Lo dejó esposado a la pared. Al fin y al cabo, seguía siendo policía.

Capítulo 43

Caxton se despertó. Su móvil estaba sonando. Intentó ignorarlo, pero el vibrador también estaba activado y el teléfono le repiqueteaba contra las costillas. Se incorporó en la silla.

Había sido una noche larga. Se había encargado de que un grupo de federales entraran en el apartamento de Simón y se incautaran de sus ordenadores. Entonces les había pedido que descargaran todo lo que quedara de los dos años de correspondencia entre el chico y la vampira. A lo mejor lograban sacar algo; era cierto que a veces las pistas aparentemente más inocuas podían cambiar el rumbo de una investigación. Sin embargo, pasaría tiempo antes de que lograran descubrir algo. Los informáticos se habían puesto manos a la obra, y Caxton comprendió que no iba a poder ayudarles en nada. Así pues, había regresado a la cárcel y montado guardia junto con todos los federales que había logrado movilizar en plena noche.

Pero no había sucedido nada.

Se había dormido a las cinco de la madrugada, sentada en una silla, en una sala en desuso cerca de las celdas de detención. A falta de una manta, se había cubierto los hombros con el abrigo. El teléfono estaba en uno de los bolsillos.

Intentó abrir los ojos, pero los tenía hinchados y pegados por el sueño. Se sentó con gran esfuerzo y su cuerpo protestó dolorosamente. Sus músculos estaban agarrotados y le dolían todas las articulaciones. Palpó el abrigo con una mano hasta que encontró el bolsillo donde estaba el teléfono. Entonces lo sacó y contestó.

—¿Diga? ¿Quién es? —preguntó. Fue lo único que le salió.

—Soy el marshal Fetlock. ¿Se encuentra bien?

Caxton se frotó los ojos con la mano libre. Se enderezó en la silla y decidió ignorar los quejidos de sus músculos.

—Sí, señor.

Entonces empezó a valorar la posibilidad de levantarse.

—He recibido un informe muy inquietante de la comisaría de Syracuse. Tenemos que hablar sobre su conducta. El agente especial Benicio asegura que usted entró en el apartamento de Simón Arkeley y lo registró de forma ilegal. ¿Es cierto?

—Había circunstancias apremiantes —respondió Caxton. Estrictamente, no era mentira. La vida de Simón corría peligro y ella sólo había forzado la puerta para protegerlo.

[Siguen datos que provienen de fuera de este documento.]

PR #662, opened 2020-10-10
Update nannou_audio to use cpal 0.12 and replace sample crate with dasp_sample 

JoshuaBatty:
This is nowhere near ready but i'm putting this up so people can follow along and leave comments. 

Quite a lot has changed between cpal 0.11 and cpal 0.12. Specifically, we can now request a BufferSize (great for low latency applications, which I assume is most nannou apps!) and the removal of the existing EventLoop. 

The `sample` crate has also been deprecated in favour of `dasp`. Instead of importing the whole of `dasp` I've only included the `dasp_sample` crate as it has everything that we need.

TODO:

- [ ] Remove the cpal event loop

### DIFF
--- a/nannou_audio/Cargo.toml
+++ b/nannou_audio/Cargo.toml
@@ -11,9 +11,9 @@ homepage = "https://nannou.cc"
 edition = "2018"
 
 [dependencies]
-cpal = "0.11"
+cpal = "0.12"
 failure = "0.1"
-sample = "0.10"
+dasp_sample = "0.11.0"
 
 [features]
 asio = ["cpal/asio"]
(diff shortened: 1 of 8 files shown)


mitchmindtree:
After Matrix chat:

- Move stream creation methods to `Device`.
- Remove `EventLoop` entirely - shouldn't be necessary anymore.
- Should be able to remove `LoopContext` too.
- Remove `StreamId`.

Hopefully from there it should all fall into place, I think CPAL is much closer to nannou_audio API-wise these days than it used to be.

JoshuaBatty:
closing this as @mitchmindtree implemented the rest in #670

PR #667, opened 2020-10-27
Refactor: use shorthand fields

jmg-duarte:
The title says it all.

It was automated using [comby](https://comby.dev/) and this [pattern](https://catalog.comby.dev/#redundant-field-names-single).

As a suggestion, maybe this could be automated with GitHub Actions


mitchmindtree:
Thanks!

Issue #315, opened 2019-05-22
missing (real) MIDI support


tpltnt:
Hi there,

the readme claims MIDI support. The only related code I could find is `OscMidiMessage` which handles MDI over OSC, but does not involve local MIDI devices. Either there should be support for MIDI devices which are attached locally or the claim should be removed (or at least made be less misleading.

Cheers,
tpltnt

mitchmindtree:
Thanks for the issue!

I totally see where you are coming from - sorry for the confusion! The intention has been to add an example that demonstrates how easy it is to use MIDI via [`midir`](https://crates.io/crates/midir) in a nannou application (I've done so in the past and I believe @freesig has also, though neither projects are open source at the moment unfortunately). I think first writing some MIDI examples will also lead us toward any higher-level abstraction the nannou-org might be able to provide on top in a `nannou-midi` crate or something along those lines. It will also enable us to constantly test interop between the two crates via CI.

Perhaps it's worth separating out the features that nannou implements directly from those that a creative coder might be interested in that can be easily used via an external crate for clarity? Others that come to mind are DMX via sacn, serial via serial and TCP/UDP via std (each of these link to their respective crates in the README). This way we can still demonstrate to folks coming from environments like OF or Processing that MIDI is just as accessible in nannou as it is via an addon in one of those libraries, while still distinguishing between the support that we provide from within the organisation and those common creative coding protocol crates that work well alongside it.

We're currently working on [the guide](https://github.com/nannou-org/guide) with which we're planning on replacing the vast majority of the README contents soon, so this is a timely issue :+1:

tpltnt:
I would like to see a working example since I am currently grinding my teeth on using `midir` and nannou to read MIDI messages. I can see some data, but failed to track/integrate it into the (global) model.

lukors:
I would also like to have some example of using MIDI in Nannou.

You should absolutely clarify what is actually provided by Nannou and what is simply another crate that can be used with Nannou. I saw MIDI in the list and got quite confused when I found no mention of MIDI in the source code and no tutorials on using MIDI and no examples.

[...]

PR #668, opened 2020-10-28
Guide: Unchecked MIDI support

lukors:
Also added explanation that midir can be used for the same purpose.

Related to #315


mitchmindtree:
Thanks!

PR #675, opened 2020-11-13
Remove incorrect comment

lpil:
Hello! That's for this delightful project!

I think this was accidentally copied from the other example, so I've removed it.

Cheers,
Louis


mitchmindtree:
Thanks so much for the kind words and patch!

PR #687, opened 2020-12-09
update Getting Started "vulkan-utils" reference for Debian Buster and other guide changes

seeplusplus:
Nothing huge, just came across this when setting up to use nannou on Debian Buster. The vulkan-utils package is transitional now. I'm unsure if this affects any other distros.


mitchmindtree:
Thanks for the PR!

PR #692, opened 2020-12-19
Fix non-uniform scaling

mgunyho:
Hello, I'm just starting out with nannou and it seems amazing so far!

I noticed that the non-uniform scaling functions `scale_x`, `scale_y` and `scale_z` scale all other dimensions to zero. I suppose this is unintentional. Or am I misunderstanding something?


mitchmindtree:
Ahh good spot! These methods are quite new and yes, this is certainly unintentional. Thanks a lot for taking the time to submit a PR :)

PR #696, opened 2021-01-06
Fix osc version in the guide

narisada014:
Hi, I've been following the guide and doing the tutorials. 
When I checked the latest version of nannou_osc, it was different from the one in the guide.
スクリーンショット 2021-01-07 1 09 40


mitchmindtree:
Thanks for the PR!

Issue #475, opened 2020-03-06
Possibility of supporting webassembly target for hosting designs on websites?


jasikpark:
I'm sure this is far in the future roadmap, but I think it'd be really cool to be able to compile a sketch to webassembly to be then executed as a page on a website.

I haven't really looked at this project yet 😅 so y'all might already support wasm? But there's definitely nothing in the guide, and I'm sure there's some particular kinks to work out with publishing on wasm, so I'll be interested to see how that plays out!!

This looks awesome btw!

mitchmindtree:
For sure, we have been thinking a lot on this! This was one of the major motivations for #452. There is work underway in both the audio and graphics backends to make it possible. RustAudio/cpal#372 and gfx-rs/wgpu-rs#101 are the two to watch. Then it's a matter of tracking [WebGPU adoption in browsers](https://github.com/gpuweb/gpuweb/wiki/Implementation-Status) and waiting for them to announce support in their stable releases.

Type1J:
Duplicate of #7?

Type1J:
With https://github.com/gfx-rs/wgpu-rs/issues/101 closed, what's left?

mitchmindtree:
The next steps for getting `nannou` running in the browser will be:

- Update to wgpu 0.5.
- Follow the steps outlined in [the recent wgpu-rs blogpost](https://gfx-rs.github.io/2020/04/21/wgpu-web.html) - specifically, the "Getting started with wgpu-rs on the web" section. This will likely unvail a few other small web-target-incompatible corners of nannou (e.g. things like file saving / loading) however it should be easy enough to feature-gate these so that they are only available on non-web targets, or to change them to be web-target-friendly.

For `nannou_audio`, RustAudio/cpal#372 will still be necessary. As for graphics however, it seems we're getting closer!

Type1J:
How close are we to web, now?

AJTJ:
Indeed, how close are we? I would love to use Nannou to make interactive designs with WASM. Is there some way this process can be supported?

Type1J:
I'm hoping that it will be, soon. D3 is nice, but mixing in some 3D is easier with Nannou. This may depend on the WebGPU standard (or draft) being supported in browsers due to web

Woyten:
I tried hard to port [microwave](https://crates.io/crates/microwave) to the browser until I came to the conclusion that it is not possible at the moment and probably for a longer period of time.

Steps that can be done right now:
- Fix dependency setup
[...]

PR #702, opened 2021-01-19
Use instant crate for WASM compatibility

Woyten:
Use `instant::Instant` instead of `std::time::Instant`.

`instant::Instant` is a type alias for `std::time::Instant` on non-WASM environments. On WASM environments, however, `Instant` is replaced by a browser-friendly implementation which doesn't crash when `Instant::now` is called (which would be the case with `std::time::Instant`).

Relates to #475


mitchmindtree:
Thanks @Woyten, seems a good place to start :)

PR #454, opened 2020-01-23
Mdoc03

valencik:
Originally from https://github.com/valencik/rainier/pull/1

This PR adds a basic `mdoc` build and example doc file leveraging a few mdoc features, notably plotting via EvilPlot.
Additionally this PR changes the `show` API in `com.stripe.rainier.plot` to return `Drawable`.


avibryant:
Awesome. We'll keep iterating on this but definitely worth merging for now.

PR #459, opened 2020-01-29
Add Scala 2.13.1 build

valencik:
This PR adds 2.13.1 to the cross build.

In doing so it does a number of things. It updates some plugins, Scala versions in build.sbt and Travis, updates sbt, and scalatest.

This might change more things than necessary in the build.sbt.

There was some type resolution funniness about `Parameter` as we have two, one in IR and one in Real, I renamed the IR one to `IParameter` to make things easier on me. We may not want this change permanently.

Currently this PR ignores the `parallel` param to the Model.sample as Scala 2.13 broke out the parallel collections into different library. I don't know if dropping `parallel` is acceptable here.


valencik:
@avibryant Now that this is building successfully in CI we just need confirmation on the `IParameter` change and whether we can drop parallel collection support in `Model.sample`.

If we can drop parallel collection support I'll clean up that area, and if not we'll have to bring in the parallel collections lib.

rainier-core/src/main/scala/com/stripe/rainier/core/Model.scala
```diff
@@ -14,7 +14,8 @@ case class Model(private[rainier] val likelihoods: List[Real],
       implicit rng: RNG): Trace = {
     val range =
       if (parallel)
-        1.to(nChains).par
+        // TODO this used to return a ParRange. To do that in 2.13 we would need scala-parallel-collections
+        1.to(nChains)
```
valencik: Decide if we still need `parallel` support and then either clean up or bring in parallel collections.

rainier-compute/src/main/scala/com/stripe/rainier/compute/Evaluator.scala
```diff
@@ -2,6 +2,8 @@ package com.stripe.rainier.compute
 
 class Evaluator(var cache: Map[Real, Double]) extends Numeric[Real] {
 
+  def parseString(str: String): Option[Real] = ???
```
valencik: This is now required by `Numeric`, do we want to just use the underlying `parseString` for `Double` and then create a `Real` from it?

build.sbt
```diff
@@ -6,7 +6,11 @@ lazy val root = project.
   aggregate(rainierBenchmark, rainierTest).
   aggregate(shadedAsm).
   settings(commonSettings).
-  settings(unpublished)
+  settings(unpublished).
+  settings(
+    // crossScalaVersions must be set to Nil on the aggregating project
+    crossScalaVersions := Nil
```
valencik, line 12: This is following the advice of https://www.scala-sbt.org/1.x/docs/Cross-Build.html#Cross+building+a+project

project/plugins.sbt
```diff
@@ -5,6 +5,6 @@ addSbtPlugin("com.jsuereth" % "sbt-pgp" % "1.1.1")
 addSbtPlugin("pl.project13.scala" % "sbt-jmh" % "0.3.4")
 addSbtPlugin("com.eed3si9n" % "sbt-assembly" % "0.14.6")
 addSbtPlugin("org.scalastyle" %% "scalastyle-sbt-plugin" % "1.0.0")
-addSbtPlugin("org.scoverage" % "sbt-scoverage" % "1.5.1")
+addSbtPlugin("org.scoverage" % "sbt-scoverage" % "1.6.1")
```
avibryant, line 8: This is unrelated, but while we're in here can we get rid of the code coverage stuff? I find it more annoying than helpful.

rainier-compute/src/main/scala/com/stripe/rainier/compute/Evaluator.scala
```diff
@@ -2,6 +2,10 @@ package com.stripe.rainier.compute
 
 class Evaluator(var cache: Map[Real, Double]) extends Numeric[Real] {
 
+  def parseString(str: String): Option[Real] =
```
avibryant, line 5: The better way to solve this is probably to drop the `extends Numeric[Real]`, and replace references to `Numeric[Real]` elsewhere with a direct reference to `Evaluator`.

rainier-compute/src/main/scala/com/stripe/rainier/ir/IR.scala
```diff
@@ -2,7 +2,7 @@ package com.stripe.rainier.ir
 
 sealed trait Expr
 sealed trait Ref extends Expr
-final class Parameter extends Ref {
+final class IParameter extends Ref {
```
avibryant: Let's use `Param` instead, the same way we use `Const` instead of `Constant`.

rainier-core/src/main/scala/com/stripe/rainier/core/Model.scala
avibryant: We can drop it for now.

avibryant (changes requested):

project/plugins.sbt
avibryant: Also from what I can tell the coverage is what's making CI fail right now.

avibryant (approved):

rainier-compute/src/main/scala/com/stripe/rainier/compute/Evaluator.scala
valencik: note: decided to follow up on this in another PR.

project/plugins.sbt
valencik: decided to hold off on removal for now.

PR #463, opened 2020-01-29
Unify the mdoc and Jupyter plotting support

avibryant:
This PR:

- moves the plotting methods, as well as the println-based convenience methods, to the package object of a new rainier.notebook module
- changes all the plotting methods to return `almond.display.Image` instead of `Drawable`. This should be rendered directly in Jupyter (not yet tested).
- changes the `evilplot` mdoc modified that expected a `Drawable` to instead be `image` and expect a `almond.display.Image`

This lets us use the exact same methods in both contexts.


build.sbt
```diff
@@ -40,8 +40,8 @@ def getPublishTo(snapshot: Boolean) = {
 
 lazy val commonSettings = Seq(
   organization:= "com.stripe",
-  scalaVersion := "2.13.1",
-  crossScalaVersions := List(scalaVersion.value, "2.12.10", "2.11.12"),
+  scalaVersion := "2.12.10",
```
avibryant: This was to make Metals happier, which otherwise was trying to build the plotting code under 2.13

build.sbt
```diff
@@ -111,14 +111,12 @@ lazy val rainierCore = project.
...
   settings(commonSettings)
 
-lazy val rainierPlot = project.
-  in(file("rainier-plot")).
-  settings(name := "rainier-plot").
-  dependsOn(rainierCore).
+lazy val rainierNotebook = project.
+  in(file("rainier-notebook")).
+  settings(name := "rainier-notebook").
   settings(commonSettings).
```
avibryant, line 124: I only needed to delete one method to make rainier-notebook a totally standalone package.

rainier-notebook/src/main/scala/com/stripe/rainier/notebook/package.scala
```diff
@@ -56,24 +55,6 @@ object Jupyter {
   implicit val extent: Extent = Extent(400, 400)
   implicit val theme: Theme = PlotThemes.default
 
-  def trace(t: Trace)(implicit
```
avibryant, line 59: This was not a great implementation of `trace` anyway. We can bring back something better.

build.sbt
valencik: Oh nice, I was encountering this as well.

PR #467, opened 2020-01-31
Ignores metals.sbt

valencik:
As per Metals docs recommendations
https://scalameta.org/metals/docs/editors/eclipse.html#gitignore-projectmetalssbt-metals-and-bloop


avibryant:
👍

PR #471, opened 2020-02-01
add Vec.fill and deprecate param and paramVector

avibryant:
This moves towards a world where `Real(), Vec(), and Generator()` constructors are, consistently, the main way of creating new objects, with appropriate automatic conversions from Distribution etc to each of them.


avibryant:
I think this conflicts with a more important API change, so closing for now.

PR #490, opened 2020-03-03
E-BFMI

avibryant:
This adds online computation of the E-BFMI metric, that can be displayed along with other progress information to give a more nuanced view than acceptance rate of how a sampler is doing.

Because BFMI is not a windowed computation, this adds an explicit reset of the stats between the warmup and sampling stages, along with extending Progress to show a message for the current stage.


rainier-sampler/src/main/scala/com/stripe/rainier/sampler/VarianceEstimator.scala
```diff
@@ -0,0 +1,61 @@
+package com.stripe.rainier.sampler
+
+class VarianceEstimator(size: Int) {
```
avibryant, line 3: For BFMI we only use this with size=1, but we'll want this to be multivariate later on for mass matrix adaptation.

PR #501, opened 2021-05-13
change publish to sonatype

kailuowang:
to actually publish, two env variables are needed
"SONATYPE_USERNAME" and "SONATYPE_PASSWORD"
These can be set to a sonatype login token, which can be generated following the [steps here](https://github.com/olafurpg/sbt-ci-release#optional-create-user-tokens)


kailuowang:
these tests seem to be failing prior to these changes in my other PR as well.

avibryant:
@kailuowang those tests are sensitive to RNG. I wonder if maybe the JVM being used to run the tests in CI has changed or and its RNG is different? Or alternatively something around FP math settings?

kailuowang:
Jvm was changed since the old gh action step is no longer supported.  I am using the official Scala action step now. Can we change the tests to expect the new values?

avibryant:
@kailuowang ok, yes, that's a bit of a lengthy process because we have to re-run the Simulation-Based Calibration to make sure the posteriors still look ok, but I have reproduced the test failures by switching to JDK 11 on my machine so I can work on that.

avibryant:
@kailuowang should pass after merging with https://github.com/stripe/rainier/pull/502

kailuowang:
@avibryant I merged in your commits, the build passes, but the CLAssistant got confused.

PR #50, opened 2016-08-23
DM-7262: Port to Python 3

timj:


examples/growthcurve.py
```diff
@@ -100,65 +106,57 @@ def __call__ (self, r):
...
-        kimg   = afwImage.ImageD(kernel.getDimensions())
+        kimg = afwImage.ImageD(kernel.getDimensions())
         kernel.computeImage(kimg, False)
-        kimg  *= 100.0
-        mimg   = afwImage.MaskedImageF(kimg.convertFloat(),
-                                       afwImage.MaskU(kimg.getDimensions(), 0x0),
-                                       afwImage.ImageF(kimg.getDimensions(), 0.0))
+        kimg *= 100.0
+        mimg = afwImage.MaskedImageF(kimg.convertFloat(),
+                                     afwImage.MaskU(kimg.getDimensions(), 0x0),
```
timj: I'm intrigued by the `0x0` here. Doesn't seem to be any different to a straight `0`.

examples/runSingleFrameTask.py
```diff
@@ -22,27 +22,27 @@
...
 from lsst.meas.algorithms.detection import SourceDetectionTask
 from lsst.meas.base import SingleFrameMeasurementTask
 
+
 def loadData():
     """Prepare the data we need to run the example"""
 
     # Load sample input from disk
-    mypath = eups.productDir("afwdata")
+    mypath = getProductDir("afwdata")
```
timj: I'm surprised there was still a `eups.productDir` in there...

python/lsst/meas/base/applyApCorr.py
```diff
@@ -74,32 +77,33 @@ def __init__(self, schema, name):
...
 
+
 class ApplyApCorrConfig(lsst.pex.config.Config):
     ignoreList = lsst.pex.config.ListField(
-        doc = "flux measurement algorithms in getApCorrNameSet() to ignore;" +
-            " if a name is listed that does not appear in getApCorrNameSet() then a warning is logged",
-        dtype = str,
-        optional = False,
-        default = (),
+        doc="flux measurement algorithms in getApCorrNameSet() to ignore;" +
```
timj: I don't think the `+` is needed on this line.

python/lsst/meas/base/forcedPhotCcd.py
```diff
@@ -188,11 +191,11 @@ def makeIdFactory(self, dataRef):
                              (e.g. visit, raft, sensor for LSST data).
         """
         expBits = dataRef.get("ccdExposureId_bits")
-        expId = long(dataRef.get("ccdExposureId"))
+        expId = int(dataRef.get("ccdExposureId"))
```
timj: Is it ok for this to not be `long` on python 2? Noting that on 64-bit python "int" is 64-bit.

python/lsst/meas/base/forcedPhotCoadd.py
```diff
@@ -25,28 +26,29 @@
...
-class ForcedPhotCoaddConfig(ProcessImageForcedConfig):
+
+class ForcedPhotCoaddConfig(ForcedPhotImageConfig):
     footprintDatasetName = lsst.pex.config.Field(
-        doc = ("Dataset (without coadd prefix) that should be used to obtain (Heavy)Footprints for sources."
-               "  Must have IDs that match those of the reference catalog."
-               "  If None, Footprints will be generated by transforming the reference Footprints."),
-        dtype = str,
-        default = "meas",
+        doc=("Dataset (without coadd prefix) that should be used to obtain (Heavy)Footprints for sources."
```
timj: I did a quick test and I don't think the parens are needed here.

python/lsst/meas/base/forcedPhotCoadd.py
```diff
@@ -103,11 +106,11 @@ def makeIdFactory(self, dataRef):
         # allow us to revert back to the old behavior of generating new forced source IDs,
         # just by renaming the ID in config.copyColumns to "object_id".
         expBits = dataRef.get(self.config.coaddName + "CoaddId_bits")
-        expId = long(dataRef.get(self.config.coaddName + "CoaddId"))
+        expId = int(dataRef.get(self.config.coaddName + "CoaddId"))
```
timj: similar long vs int question.

python/lsst/meas/base/pluginsBase.py
```diff
@@ -1,32 +1,35 @@
...
 # GNU General Public License for more details.
-# 
-# You should have received a copy of the LSST License Statement and 
-# the GNU General Public License along with this program.  If not, 
+#
+# You should have received a copy of the LSST License Statement and
+# the GNU General Public License along with this program.  If not,
 # see <https://www.lsstcorp.org/LegalNotices/>.
 #
+import traceback
```
timj: Is this import needed given that nothing changed in the file to use it.

examples/growthcurve.py
r-owen: Nicely said. I think it was intended to emphasize that this is a mask, whose values are usually set as hex values.

examples/runSingleFrameTask.py
r-owen: Likewise. I thought somebody had eliminated all of them. That reminds me; since utils is directly called in the example I will add it to the required packages (it could be optional, but it must exist anyway so that seems a bit silly)

python/lsst/meas/base/applyApCorr.py
r-owen: Good catch. Also there is a mix of styles for multi-line strings that I standardized.

examples/runSingleFrameTask.py
```diff
@@ -22,27 +22,27 @@
...
     if not mypath:
-        print >> sys.stderr, "Please setup afwdata and try again"
+        print("Please setup afwdata and try again", file=sys.stderr)
         sys.exit(1)
```
timj: This code is incorrect anyhow. It should trigger a test skip if afwdata is missing. It should not simply exit (pytest will break).

timj: Ah. Ok. It's an example not a test file. Ignore me.

python/lsst/meas/base/forcedPhotCcd.py
r-owen: Great catch. I though future had its own version of int to handle this, but I guess not. Ouch!

timj: `from past.builtins import long`

r-owen: It does. The future module ought to have added "from builtins import int" but did not!

timj: Well, then in Python 2 every time you used `int` you would get a `long`. That might also not be desirable so it's not surprising it's not on by default. I think I prefer the `past.builtins` approach even though you end up with code that looks weird on python 3.

python/lsst/meas/base/forcedPhotCoadd.py
r-owen: I agree. I took a cleanup pass on the code to unify multi-line strings (as one commit) and change str % foo -> str % (foo,) as another commit.

python/lsst/meas/base/forcedPhotCcd.py
r-owen: We use 64 bits now, so `int` is safe (all IDs fit in 64 bits) so I propose to leave it as is.

python/lsst/meas/base/pluginsBase.py
r-owen: It was a missing import. traceback is used in the file but was never imported. flake8 exposed the bug.

r-owen: See the fail function defined starting in line 91, in particular line 106:

        traceback.print_exc()

PR #51, opened 2016-09-09
Review for DM-6785: add parent/child measurements

TallJimbo:


python/lsst/meas/base/applyApCorr.py
```diff
@@ -53,38 +53,52 @@ def __init__(self, schema, name):
...
+            self.apCorrKey = schema.addField(
+                name + "_apCorr",
+                doc="aperture correction applied to %s" % (name,),
+                type=float,
+            )
+            self.apCorrSigmaKey = schema.addField(
+                name + "_apCorrSigma",
+                doc="aperture correction applied to %s" % (name,),
+                type=float,
+            )
```
TallJimbo: if `self.doApCorrColumn` is False, we should create an alias that points to the previously-added column (that's exactly the sort of thing aliases were designed for).

python/lsst/meas/base/applyApCorr.py
```diff
@@ -105,6 +126,11 @@ class ApplyApCorrConfig(lsst.pex.config.Config):
         dtype=bool,
         default=True,
     )
+    prefixList = lsst.pex.config.ListField(
+        doc="Prefixes to search for to find additional fields to be aperture-corrected",
+        dtype=str,
+        default=["undeblended_",]
+    )
```
TallJimbo: I'm not sure I like conflating "having a prefix" with "uses another flux to define its aperture corrections".

Could we make this a `DictField` that maps "to-be-corrected" flux to "flux-to-use-for-correction"?  Or better yet, have algorithms specify the flux that should be used to correct them when they're registered?

Side note: this discussion gives me a slight feeling of deja vu, like we already discussed this.  If we did, and we already agreed on the approach you have here, just tell me (though I'd appreciate a reminder of how we got here, or a link to that discussion).  It's also quite possible I just had a conversation about a similar configuration option with someone else.

python/lsst/meas/base/applyApCorr.py
```diff
@@ -148,12 +180,13 @@ def run(self, catalog, apCorrMap):
             self.log.info("Use complex flux sigma computation that double-counts photon noise "
                           "and thus over-estimates flux uncertainty")
```
TallJimbo: While we're here...could you change the above two log lines to `debug` level?  This seems a bit chatty.

tests/testMeasureSources.py
```diff
@@ -300,6 +300,125 @@ def testPixelFlags(self):
...
+        checkSource(child2, fieldName, flux2*apCorrValue)
+
+        # Undeblended
+        checkSource(child1, "undeblended_" + fieldName, (flux1 + flux2)*apCorrValue)
+        checkSource(child2, "undeblended_" + fieldName, (flux1 + flux2)*apCorrValue)
+
+        self.assertIn(fieldName + "_apCorr", schema)
+        self.assertIn(fieldName + "_apCorrSigma", schema)
+        self.assertIn("undeblended_" + fieldName + "_apCorr", schema)
+        self.assertIn("undeblended_" + fieldName + "_apCorrSigma", schema)
```
TallJimbo: Would you mind moving this to a new file and a new TestCase?  `testMeasureSources.py` is a bit of a smorgasbord, and while it's out of scope to fix that here I'd rather not make it worse.

PR #52, opened 2016-09-09
DM-6815: Update LSST full-stack processing configuration to match best practice from HSC

PaulPrice:


python/lsst/meas/base/noiseReplacer.py
```diff
@@ -382,7 +382,7 @@ class ImageNoiseGenerator(NoiseGenerator):
 
     def __init__(self, img):
         """
-        img: an afwImage.ImageF
```
PaulPrice: These docstrings should have a `!` if you're going to use doxygen.  Given the changes coming down the track, I don't feel the need to doxygenate here.

python/lsst/meas/base/forcedPhotCcd.py
```diff
@@ -143,7 +143,7 @@ class ForcedPhotCcdConfig(ForcedPhotImageConfig):
     doApplyUberCal = lsst.pex.config.Field(
         dtype=bool,
         doc="Apply meas_mosaic ubercal results to input calexps?",
-        default=False
+        default=True
```
PaulPrice: Is this going to work for any cameras other than HSC where we have used meas_mosaic?

python/lsst/meas/base/noiseReplacer.py
laurenam: I realize changes are coming, but was just trying to make the file internally consistent (but forgot the !).  I can revert if you think that's preferable.

python/lsst/meas/base/forcedPhotCcd.py
laurenam: I am not sure if this will eventually also apply to the `jointcal` calibration, but no, this currently won't work if there are no `meas_mosaic` results, which have only been run on HSC data (I'm not sure how difficult it would be to get it working on other cameras, nor if there is any real desire to put in that effort given that `jointcal` is intended to be the adopted `ubercal` code).

Note that this was your recommendation (and no one opposed)...are you having second thoughts?  This would mean any non `meas_mosaic`'d processing would need to add **doApplyUberCal=False** to their command lines (be it **makeCoaddTempExp.py** or **coaddDriver.py**) or, alternatively, as config overrides in their **config/makeCoaddTempExp.py** (which we could, in principle, do as part of this ticket).  Let me know if you lean in a particular direction.

python/lsst/meas/base/noiseReplacer.py
PaulPrice: I'm happy to go with whatever you like.

python/lsst/meas/base/forcedPhotCcd.py
PaulPrice: Perhaps I wasn't in my right mind or I didn't understand the import of what I was recommending.

Let's make `doApplyUberCal=False` the default for the stack as a whole, and activate it in obs_subaru only.  We can revisit this choice once @parejkoj and friends are done with jointcal.

parejkoj: 1. doApplyUberCal=False should definitely be the default for the whole stack.
1. I don't think we should call it ubercal, if it's not ubercal (which it isn't).
1. meas_mosiac only works on HSC. jointcal works on cfht and hsc (and sort of on lsstSim), and we're currently working on making it work on general camera data (metadata handling is the problem).

laurenam: Ok, making `doApplyUberCal=False` the default and will override to True in `obs_subaru`.

TallJimbo: I agree with all of the above (including John's suggestion to rename this option, but I think that bit is out of scope for this issue).

PR #57, opened 2016-11-10
meas_base/DM-8221: Save the correct schema in forced photometry

TallJimbo:
Trivial change; note that diff is relative to DM-8210, which was necessary to get the test code (in pipe_tasks) working.  I will rebase after DM-8210 is merged.


TallJimbo:
Closing after manual merge; PR base is not master.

—Benicio no corrobora ese extremo —le anunció Fetlock.

Caxton se levantó. A continuación, lo más sencillo fue abalanzarse contra la puerta y abrirla de un empujón. Las celdas de detención estaban en el otro extremo del pasillo: tenía que ir a echar un vistazo.

—Señor, Simón está bajo mi custodia en estos momentos. —Se preguntó si debía contarle que el chico había confesado que había robado los documentos del archivo de los marshals, pero le preocupaba que Fetlock insistiera en que lo llevara hasta Virginia para entregarlo a las autoridades pertinentes. Eso era lo último que Caxton quería. Necesitaba tenerlo cerca, donde pudiera vigilarlo—. Además, no creo que tenga ningún interés en presentar cargos.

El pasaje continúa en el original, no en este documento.